While working on petrochemicals in Saudi Arabia and having a lot of spare time in the desert, over 1996-1998 I wrote a play called "Sibylla" (ISBN 0 75410 117 7). This came from my overall interest in history which perhaps I ought to have studied at university in 1955 instead of natural sciences. My interest was aroused by a book by Professor Norman Golb of the University of Chicago on the Dead Sea Scrolls where he mentioned the discovery by Solomon Schechter in 1898 of many very old letters and documents in the store room of the Jewish Synagogue of Fustat in Cairo. This treasure-trove of documents is now at Cambridge University.
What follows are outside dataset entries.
PR #40364, opened 2023-05-08
Fix invalid unused warning

KavinduZoysa:
## Purpose

Related to #36810

### DIFF
--- a/compiler/ballerina-lang/src/main/java/org/wso2/ballerinalang/compiler/semantics/analyzer/DataflowAnalyzer.java
+++ b/compiler/ballerina-lang/src/main/java/org/wso2/ballerinalang/compiler/semantics/analyzer/DataflowAnalyzer.java
@@ -32,6 +32,7 @@ import org.ballerinalang.util.diagnostic.DiagnosticErrorCode;
 import org.ballerinalang.util.diagnostic.DiagnosticWarningCode;
 import org.wso2.ballerinalang.compiler.diagnostic.BLangDiagnosticLog;
 import org.wso2.ballerinalang.compiler.semantics.analyzer.cyclefind.GlobalVariableRefAnalyzer;
+import org.wso2.ballerinalang.compiler.semantics.model.Scope;
 import org.wso2.ballerinalang.compiler.semantics.model.SymbolEnv;
 import org.wso2.ballerinalang.compiler.semantics.model.SymbolTable;
 import org.wso2.ballerinalang.compiler.semantics.model.symbols.BConstantSymbol;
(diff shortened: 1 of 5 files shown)


compiler/ballerina-lang/src/main/java/org/wso2/ballerinalang/compiler/semantics/analyzer/DataflowAnalyzer.java
```diff
@@ -1621,6 +1622,22 @@ public void visit(BLangOrderByClause orderByClause) {
     @Override
     public void visit(BLangGroupByClause groupByClause) {
         groupByClause.groupingKeyList.forEach(value -> analyzeNode(value, env));
+        for (Map.Entry<Name, Scope.ScopeEntry> symbolEntry : groupByClause.env.scope.entries.entrySet()) {
+            BSymbol sym = null;
+            Location loc = null;
+            for (Map.Entry<BSymbol, Location> unusedLocalVariable : this.unusedLocalVariables.entrySet()) {
```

One of these letters was 900 years old and had been written by the Jewish Rabbi of a town in Provence after what seems to have been a massacre of Jews by the passing of the Crusading Army en route to the Holy Land in 1096. The letter asked the Jewish community in Cairo to look after the destitute wife of one of the prominent citizens - I call her Sibylla - with her last remaining son, as the community had been decimated and the husband killed. The town may have been 'Monieux' but the name had been obscured on the document and may have been somewhere else. Monieux would certainly have been on one of the routes of the Provencal army.
Who was Sibylla? Apparently she was the daughter of a Norman knight in Normandy and therefore Christian. How was it that she had married the scion of a Jewish family from Narbonne in the south? I assume in the play a love affair, an elopement and the bad luck of moving to an obscure town, which just happened to be on one road to Jerusalem.
I went to Monieux in 1997 and spent four days wandering around the old village and climbing up to the medieval watchtower on the hill, with most of the town within fortifications on the hillside itself. I was quite moved to relive some of the history of a family now dead for 900 years. Anyway my play tells the story as I imagine it to have been. The country side was beautiful and I was struck by the color of the lavender fields, so dark a blue that they were almost black!
This ancient story is quite relevant to today when we have yet again sent a crusading army into the Middle East with our own leaders showing considerable ignorance of Arab and European history. In 1096, the Normans justified their massacre of Jewish communities by saying 'We desire to attack the enemies of the Lord after travelling eastward over great distances of land, while before our very eyes are the Jews, who of all people are the greatest enemies of the Lord'.
How sad that it is still all so familiar 1000 years later! We have not changed very much.